Only zones 2, 3 and 4 were used to compute zonal statistics as zones 1 and 5 constitute less than 15% of the study area. The method "xrspatial.zonal_stats" method is used to compute the number of SCA pixels in elevation zones which returns the statistics as a pandas dataframe. The results for each year are combined together and presented as a bar plot to visualize the trends.

## Results

### Zone 2 3000-4000m

![Snow cover trends in Zone 2](./images/class2_trend.png "Snow cover trends in Zone 2")

### Zone 3 4000m-5000m

![Snow cover trends in Zone 3](./images/class3_trend.png "Snow cover trends in Zone 3")

### Zone 4 5000m-6000m

![Snow cover trends in Zone 4](./images/class4_trend.png "Snow cover trends in Zone 4")

## Discussion

Zonal statistics confirm that the Himalayan region is experiencing glacial retreat, particularly at lower elevations, due to global warming.
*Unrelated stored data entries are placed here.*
Issue #17, opened 2022-07-07
cli: group commands in help message


audrium:
In `reana-client` we group certain commands into sections, e.g. `Configuration commands`, `Workflow management commands`, etc.
Cobra does not yet provide this functionality out of the box. Though there is already a PR prepared with this feature and merging this PR is included into the `Summer 2022 release` plan.. So perhaps we could simply wait until it will be officially released.
Alternative would be to investigate how others are providing a custom template for Cobra: [docker](https://github.com/docker/cli/blob/4460252b43bd77f237a54c46ffdfe3c73b52f23f/cli/cobra.go#L406), [kubectl](https://github.com/kubernetes/kubectl/blob/ca3557e2c6a00b47823c07b1b51944cba45b5c92/pkg/cmd/cmd.go#L327)

PR #123, opened 2022-09-13
cli: group commands in help message

audrium:
closes https://github.com/reanahub/reana-client-go/issues/17

### DIFF
--- a/cmd/root.go
+++ b/cmd/root.go
@@ -11,6 +11,7 @@ package cmd
 
 import (
 	"os"
+	"reanahub/reana-client-go/pkg/commandgroups"
 	"reanahub/reana-client-go/pkg/validator"
 
 	"github.com/spf13/pflag"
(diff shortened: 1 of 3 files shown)


cmd/root.go
```diff
@@ -11,6 +11,7 @@ package cmd
 
 import (
 	"os"
+	"reanahub/reana-client-go/pkg/templater"
```
tiborsimko, line 14: Hmm, `templater` seems rather generic, as it could refer to our own outputs. What about naming the package like `cobratemplates` or `cobracommands` or `cobragroups` or `cligroups` or `commandgroups` or something of that kind?

pkg/templater/templater.go
```diff
@@ -0,0 +1,76 @@
...
+			}
+			groups = append(groups, strings.Join(cmds, "\n"))
+		}
+		return strings.Join(groups, "\n\n")
+	})
+	c.SetUsageTemplate(usageTemplate)
+}
+
+// rpad adds padding to the right of a string.
+func rpad(s string, padding int) string {
```
tiborsimko, line 52: Can you add some basic test case for `rpad()` (or more) in order to have at least _some_ code coverage for the new package?

```console
$ make test | grep templater
?       reanahub/reana-client-go/pkg/templater  [no test files]
```

cmd/root.go
```diff
@@ -46,26 +47,71 @@ func NewRootCmd() *cobra.Command {
...
+				// run
+				// stop
+				// validate
+				newLogsCmd(),
+				newStartCmd(),
+				newStatusCmd(),
+			},
+		},
+		{
+			Message: "Workspace interactive commands:",
```
tiborsimko, line 87: Looks nice and works well :+1:

cmd/root.go
audrium: thanks, I like `commandgroups` the most

tiborsimko (approved):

This trend is evident in zone 2, where a significant decreasing trend in snow cover is noted during June and July. Additionally, zone 3 show decreasing trend in July and August. While zone 4 maintains consistent snow cover through May, June, and July, but also reveals a decline in August. These patterns are consistent with rising temperatures in the region, especially during the months of July and August, as reported in scientific literature.

### Challenges Encountered

While performing zonal statistics, there were several challenges, primarily due to errors arising from data set comparisons. The process requires that both the zones raster and the values raster not only share the same projection and spatial bounds but also the data type. In my case, zones raster, which was a result of "xarray.apply_ufunc" method was not dask-based and had data type as "int64". In practice, these rasters are both of type "xarray.DataArray", yet the data within differs—one being a NumPy n-dimensional array, and the other a Dask array. To resolve this, it was necessary to convert the zones raster into a Dask array format, change the data type to "float64" and align spatially using "reproject_match" and then run "xrspatial.zonal_stats". 
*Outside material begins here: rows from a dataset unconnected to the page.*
Issue #101, opened 2022-08-23
profile `list` performance


tiborsimko:
After fixing `list` command performance in #63 and #92, the Python vs Go client speed advantage is back to normal.

However, whlist for smaller outputs Go can be 5x faster than Python:

```console
$ hyperfine --warmup 5 'reana-client list --size 20' './reana-client-go list --size 20'
Benchmark 1: reana-client list --size 20
  Time (mean ± σ):     628.7 ms ±   9.5 ms    [User: 464.2 ms, System: 42.7 ms]
  Range (min … max):   617.9 ms … 643.6 ms    10 runs

Benchmark 2: ./reana-client-go list --size 20
  Time (mean ± σ):     133.3 ms ±  19.1 ms    [User: 6.0 ms, System: 6.4 ms]
  Range (min … max):   118.8 ms … 190.7 ms    23 runs

Summary
  './reana-client-go list --size 20' ran
    4.72 ± 0.68 times faster than 'reana-client list --size 20'
```

for larger outputs the difference can be less than 2x faster only:

```console
$ ./reana-client-go list | wc -l
824
$ hyperfine --warmup 5 'reana-client list' './reana-client-go list'
Benchmark 1: reana-client list
  Time (mean ± σ):      1.254 s ±  0.030 s    [User: 0.528 s, System: 0.055 s]
  Range (min … max):    1.199 s …  1.287 s    10 runs

Benchmark 2: ./reana-client-go list
  Time (mean ± σ):     691.5 ms ±  47.1 ms    [User: 20.6 ms, System: 12.1 ms]
  Range (min … max):   639.8 ms … 781.6 ms    10 runs

Summary
  './reana-client-go list' ran
    1.81 ± 0.13 times faster than 'reana-client list'
```

This is perhaps simply due to longer REST API response transfer times, but perhaps we should profile where the most time is spent in the Go client when handling when the `list` output, and see whether we could improve anything here.

BTW we may perhaps take this occasion to revive the idea of introducing a `--profile` option to commands like `list` in order make these measurements easily doable and also repeatable in the future.

audrium:
With https://github.com/reanahub/reana-client-go/pull/124 we introduced a generic profiler to all cli commands. It produces a profiling data file which could be analyzed with [pprof](https://github.com/google/pprof). To install it do: `go get -u github.com/google/pprof`. Usage example:
```
go build
./reana-client-go list --profile=cpu
go tool pprof -text profile-cpu.pprof
```
[...]

PR #124, opened 2022-09-15
cli: add generic profiler

audrium:
closes https://github.com/reanahub/reana-client-go/issues/101

to test:
```
go run . list --profile=cpu
go tool pprof -text profile.pprof
```

### DIFF
--- a/cmd/profiling.go
+++ b/cmd/profiling.go
@@ -1,0 +1,87 @@
+/*
+This file is part of REANA.
+Copyright (C) 2022 CERN.
+
+REANA is free software; you can redistribute it and/or modify it
+under the terms of the MIT License; see LICENSE file for more details.
+*/
+
+package cmd
+
+import (
+	"fmt"
+	"os"
+	"runtime"
+	"runtime/pprof"
+
+	"github.com/spf13/pflag"
+)
+
+var (
+	profileMode         string
+	profileOutputFormat string = "profile-%s.pprof"
+)
+
+func addProfilerFlags(flags *pflag.FlagSet) {
+	flags.StringVar(
+		&profileMode,
+		"profile",
+		"none",
+		"Enable profiling. One of (none|cpu|heap)",
+	)
+}
+
+func setupProfiler() error {
+	var (
+		f   *os.File
+		err error
+	)
+	switch profileMode {
+	case "none":
+		return nil
+	case "cpu":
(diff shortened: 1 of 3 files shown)


cmd/profiling.go
```diff
@@ -0,0 +1,102 @@
...
+		&profileMode,
+		"profile",
+		"none",
+		"Enable profiling. One of (none|cpu|heap)",
+	)
+	flags.StringVar(
+		&profileOutput,
+		"profile-output",
+		"profile.pprof",
+		"Name of the file to write the profile to",
```
audrium, line 37: Not sure if we need a separate flag to control the output file, since we print all the persistent flags in help message (`go run .`) it kind of pollutes the output. We could remove it to keep it simple

tiborsimko: Perhaps we could reuse the `--profile` option value?  E.g. if `--profile=cpu`, then we cloud create `profile-cpu.pprof`, and ditto for `--profile=heap`, etc.

cmd/profiling.go
```diff
@@ -0,0 +1,91 @@
...
+	)
+	switch profileMode {
+	case "none":
+		return nil
+	case "cpu":
+		f, err = os.Create(profileOutput)
+		if err != nil {
+			return err
+		}
+		err = pprof.StartCPUProfile(f)
```
tiborsimko, line 53: Works well :+1: Although the sample coverage does not look great, as we discussed IRL. E.g. for one of my tests:

```
Duration: 1.06s, Total samples = 30ms ( 2.83%)
Showing nodes accounting for 30ms, 100% of 30ms total
      flat  flat%   sum%        cum   cum%
      10ms 33.33% 33.33%       10ms 33.33%  encoding/json.(*decodeState).rescanLiteral
      10ms 33.33% 66.67%       10ms 33.33%  encoding/json.stateInString
      10ms 33.33%   100%       10ms 33.33%  runtime.(*spanSet).push
         0     0%   100%       20ms 66.67%  encoding/json.(*Decoder).Decode
         0     0%   100%       10ms 33.33%  encoding/json.(*Decoder).readValue
         0     0%   100%       10ms 33.33%  encoding/json.(*decodeState).array
...
```

If parametrising sample taking via a new CLI option wouldn't help much here, then we could merge "as is"

tiborsimko (approved):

The initial plan was to employ Landsat data collection for analysis, but the complexity of managing numerous images from various Landsat satellites, such as 8, 9, and 7, for the same area, led to an overwhelming search inventory. This complexity made computations, particularly calculating the mean over time dimension, prohibitively time-consuming and costly, despite employing distributed computing with lazy evaluation. Consequently, there's a compromise between the high resolution of images and the size of the study area. In this case with large study region, using Landsat data proved impractical. Thus, researchers must choose between high-resolution data for small areas, ensuring precision, or broader analyses with lower-resolution data that offer a more general overview.
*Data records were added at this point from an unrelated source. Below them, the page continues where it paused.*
Issue #122, opened 2022-09-06
cli: implement all the write commands


audrium:
This is an epic umbrella issue to hold a list of all the write commands which needs to be implemented in the go client:

- [ ] `create` 
- [x] `delete` https://github.com/reanahub/reana-client-go/issues/93
- [x] `restart` https://github.com/reanahub/reana-client-go/pull/125
- [ ] `run`
- [x] `start` https://github.com/reanahub/reana-client-go/issues/95
- [x] `stop` https://github.com/reanahub/reana-client-go/pull/127
- [x] `mv`https://github.com/reanahub/reana-client-go/issues/97
- [x] `rm` https://github.com/reanahub/reana-client-go/issues/96
- [ ] `download`
- [ ] `upload`
- [x] secrets-* commands: add, delete, list

audrium:
Closing since most of the commands are already implemented and the remaining ones have a dedicated issues

PR #125, opened 2022-09-19
cli: implement restart command

audrium:
addresses https://github.com/reanahub/reana-client-go/issues/122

### Suggested Improvements

The analysis, conducted over 13 years, could yield more pronounced trends if extended over a longer timeframe. Integrating additional datasets, such as land surface temperature and precipitation, would enhance our understanding of the relationships between these variables and their collective impact. Furthermore, utilizing higher resolution data could refine the analysis, though it may increase computational demands.